房门被人从外推开,全身赤裸的妃叶被男人从外面牵进来,脖子上系着铁链,不让她逃跑,青色长发被避孕套扎成双马尾,垂落在肩上。
“噢噢噢!”
法尔德两眼放光,勃起的肉棒摇摇晃晃,对妃叶的喜爱让他箭步上前,双手托住她的淫乳,用力往外拉拽,看着乳肉被牵扯变形,啧啧称赞。
“药已经喂了吧?”
“我做事,少爷就放心吧,现在就是个会动的飞机杯,尽管肏就是了。”
牵妃叶进来的男人对着治艺比了个大拇指,拍了拍胸口。
“那就行,我们先肏一会儿,等我们干累了,你们大伙一起来轮奸她,不把她射怀孕都别走。”
“嘿嘿,好好好,这只雌畜的骚屄老嫩了,我强制喂药的时候摸到了,那唇瓣,啧啧啧,嫩的出水啊。”
男人淫笑地看着妃叶,裤裆撑得老高。
“你们先拿边上这几只玩玩,等会再轮到你们肏。”
“嗨~都听少爷的。”
男人摆摆手,显得无所谓,还是把跪趴在地的母狗们拽起,裤子一脱,立刻插入淫穴。
法尔德陶醉地摸着妃叶的脸蛋,在待客沙龙的时候也经常点妃叶作陪,她那经得住疯狂抽插的性器令法尔德朝思暮想。
“我会把你肏成我的飞机杯的,真湿,就这么希望我插进去吗?你这骚母狗。”
法尔德一巴掌抽在妃叶的奶球上,看着白皙乳肉留下自己的指印,分外有征服欲。
“奶头都立这么高了,是在求我捏吧?唉——可惜没什么反应。”
法尔德还是想肏神智正常的妃叶,食指和中指夹住右侧奶头,轻轻用力拉扯出再松手让它回弹,乐此不疲。
“你不肏吗?”
法尔德转身看向沙发上的治艺,有些迷惑。
“不,我是在等人,我们现在抓了这只母狗,我想要的那只一定会追过来找她的。”
“哦豁,那我就不客气了。”
“请吧。”
法尔德说完,美滋滋地用肉棒拨弄着妃叶的蚌唇,柔软水嫩的触感让他热血上涌,忍不住直接捅入。
“哦哦哦哦哦哦!”
法尔德如愿以偿地将整支肉棒没入妃叶的肉壶,龟头被子宫颈紧紧咬住,嫩滑黏膜吸吮着龟头,卡住了冠状沟,不让它拔出,轻轻一动就会有快感电流在身体内流动。

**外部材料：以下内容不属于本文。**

PR #2491, opened 2024-06-18
[CLEANUP] SPaG Review #1

j-gynn:
## About The Pull Request
Cleaning up the spelling, punctuation and grammar in ClanGen by manually reading every... single... string. Insane? Probably, yeah.

This covers `ceremonies`, `conditions` and `thoughts`. I need a break between all of this, and then I'll slowly start to tackle patrols.

Regarding thoughts: where I've noticed, I've pulled out things with constraints. That isn't the goal of this review, so I will 100% have missed many and I don't care <3 /lh

When words word good, is good.

## Proof of Testing

Pronouns test passes? Idk what else to say here, this is... it's strings?

## Changelog/Credits
SPaG cleanup!


resources/dicts/thoughts/alive/apprentice.json
```diff
@@ -19,18 +19,6 @@
...
-            "Is dreading {PRONOUN/m_c/poss} apprentice duties",
-            "Fell into the nearby creek yesterday and is still feeling damp",
-            "Is having a hard time keeping up with {PRONOUN/m_c/poss} training",
-            "Was tasked with lining nests with fresh moss today",
-            "Is dreaming of someday making {PRONOUN/m_c/poss} Clan proud",
-            "Is thinking about the time {PRONOUN/m_c/subject} caught a huge rabbit",
-            "Practices some battle moves",
-            "Is helping to reinforce the camp wall with brambles",
-            "Is daydreaming about having a mate and kits someday",
-            "Had quite the adventure today",
```
scribblecrumb, line 33: Was the removal of these intentional?

resources/dicts/thoughts/alive/deputy.json
```diff
@@ -306,11 +305,8 @@
         ]
     },
     {
-        "id": "story_deputy_apprentice",
+      "id": "story_deputy_to_apprentice",
         "thoughts": [
-            "Is recalling an old story that might inspire the Clan in tough times",
-            "Feels inspired to craft a new legend based on recent events",
-            "Uses the stories of old to help guide {PRONOUN/m_c/self} decisions",
```
scribblecrumb, line 313: Same question here

resources/dicts/thoughts/alive/apprentice.json
j-gynn: Yes - they're duplicates of content found in general with a wider scope. Confusingly because of the way these are laid out, if you want to make a general apprentice-wide thought (i.e. for warrior, medcat or mediator apprentices), it has to live in general.

scribblecrumb: I see!  I figured it was something like that, just wanted to check

resources/dicts/thoughts/alive/deputy.json
j-gynn: Yep - intentional. These ones lived in the "story deputy to apprentice" tag, but they also lived in basic story deputy. Since they don't explicitly identify apprentices, nor particularly require them, I removed them from the apprentice variant.

resources/dicts/thoughts/alive/apprentice.json
j-gynn: I think that a case could be made that "practicing battle moves" should be warrior apprentice only, but I don't think it's unreasonable for all apprentices to be learning battle moves anyway just in case.

scribblecrumb (approved):

PR #2518, opened 2024-06-22
[FEATURE] Classic Illnesses and Conditions

larkgz:
## About The Pull Request
* Enables illnesses, injuries, and conditions in classic mode, including grief. They can't work if they're sick like in expanded
* A single medicine cat is enough for the whole Clan ~~assuming the Clan has less than 1,000,000 cats~~
* Specific herb amounts aren't shown on the med den screen
* All herbs are displayed on med den screen graphic 
* A herb will be to improve the condition regardless of actual herb amounts (though this is kind of invisible because the log is hidden in classic mode? I'm a little worried the whole menu would be confusing for classic players, though)
* Random herb amount every moon to possibly trigger herb events and to change herb amount display text 

See previous discussions on Discord.

## Linked Issues
See `classic mode overhaul` in development chat on Discord. 

## Proof of Testing
image

image

image

image

image

image

## Changelog/Credits
Enables illnesses, injuries, and conditions in classic mode.


scripts/cat/thoughts.py
```diff
@@ -201,47 +201,43 @@ def cats_fulfill_thought_constraints(main_cat, random_cat, thought, game_mode, b
...
+                    if main_cat.permanent_condition:
+                        if not [i for i in main_cat.permanent_condition if
+                                i in thought["perm_conditions"]["m_c"]] and \
+                                "any" not in thought['perm_conditions']["m_c"]:
                             return False
+                    else:
+                        return False
 
-        if game_mode != "classic" and "perm_conditions" in thought:
+                if "r_c" in thought["perm_conditions"] and random_cat:
```
Lixxis, line 231: The old line 244 contains a condition and was removed, but this line indent didn't change, is this intended?

scripts/events.py
```diff
@@ -582,15 +581,16 @@ def herb_gather(self):
...
-                    game.clan.herbs.pop(herb)
-            if not int(random.random() * 5):
-                new_herb = random.choice(HERBS)
-                game.clan.herbs.update({new_herb: 1})
+            # in classic, you have a random amount of herbs.
+            # the actual herb doesn't matter; it's just the count.
+            herb_owned = random.choice(HERBS)
+            # values that will change the text that is displayed to say how many herbs you have
+            required_herbs = get_living_clan_cat_count(Cat) * 4
+            adjustment_factor = random.choices([0.25, 0.5, 1, 2, 3], [1, 2, 3, 2, 1], k=1)[0]
```
Lixxis:
```suggestion
            adjustment_factor = random.choices([0.25, 0.5, 1, 2, 3], weights=[1, 2, 3, 2, 1], k=1)[0]
```
Just using the parameter name would communicate more clear why this approach is used at a quick glance.

scripts/events_module/condition_events.py
```diff
@@ -235,9 +235,9 @@ def handle_illnesses(cat, season=None):
         This function handles overall the illnesses in 'expanded' (or 'cruel season') game mode.
```
Lixxis:
```suggestion
        This function handles overall the illnesses.
```

Lixxis (commented):
Still have to run it locally but looking good for now. 
One thing I have in mind, is that the clan focuses can now be also expand since illnesses and injuries are possible in the classic mode.

scripts/events_module/condition_events.py
j-gynn: If we are changing this, it should be "This function handles illnesses overall", but it's not a particularly helpful description for what this function does. The name is "handle_illness", the definition shouldn't be "it handles illness". Would it be possible to get a more useful description added? I know that's not _technically_ what this PR is for, but... helpful improvements to documentation are always a win!

scripts/events.py
larkgz: Sure. Although, there are a lot of random.choices calls in the same file that don't use the parameter name either...

scripts/cat/thoughts.py
larkgz: Those lines don't correspond to each other. The old 244 corresponds to the the new line 240.

Looking at it again, there seems to be some duplicate logic. But maybe there's some kind of edge case it's dealing with? If it is a duplicate, I'd rather it be fixed in another PR.

Ryos00 (approved):

scribblecrumb:
Looks good!  Gonna approve, just one last questions: Would it be possible to still have the med cat graphic change instead of being statically full?  It feels weird going to the med den to see "all the herb stores are bare", but also see a completely stocked graphic.

larkgz:
@scribblecrumb I set it so it will draw the same number of herb pictures (??) as “herbs” the Clan has.  It’s possible for there to be some mismatch if the required herb amount is drastically different from the amount of pictures, but I think it will at least be closer — and you definitely won’t get a picture with many herbs if you have no herbs.

scribblecrumb (approved):

PR #2537, opened 2024-06-26
Bugfix : minor litter chances fix

Chinch-Bug:
## About The Pull Request

Noticed that the line meant to increase litter chances when single parentage disabled is doing the opposite


scribblecrumb (approved):

scribblecrumb:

“太爽了!屁股真大,来人!给我拍一张!对着这个大肥屁股!等会啊——嘿!”
法尔德捏着肥臀,把妃叶轻微抬起,交合处的拉扯让他分外喜爱,从背后看妃叶的臀型更是对他胃口,几巴掌就留下了红手印。
“就这样吗?”
法尔德的男性下人为他拍了一张,法尔德满意的点头,又让他拿笔来。
“给这大屁股上写上……写上……法尔德大人的精奴……好想每天被轮奸……写左边……右边……天生就是骚母狗,随时可以吃鸡巴……”
反正是我的玩具,想怎么写都行。
法尔德低头吻住妃叶的薄唇,没有爱意回应,只是本能地反吻他。
“写完了,少爷。”
“行,多拍几张我肏她的照片,之后给我弄出来挂餐厅,我要看着这个吃饭。”
说完法尔德挺送地愈发用力,紧致肉壶的褶皱挤压把他的充血龟头刺激的蓄势待发。
“受不了,我先射一管!嚯——”
法尔德边抽妃叶的屁股,边把龟头堵在子宫颈,巴不得把阴囊也塞进去,积攒了许久的精液喷涌而入,能感受到温热的妃叶的性器自动收缩,贪婪地吮吸起肉棒尿道内残留的白浊。
“受不了受不了,她的骚屄太会吸了,要被榨干了!”
法尔德笑的合不拢嘴,为获得了一只爱不释手的新玩具兴奋不已。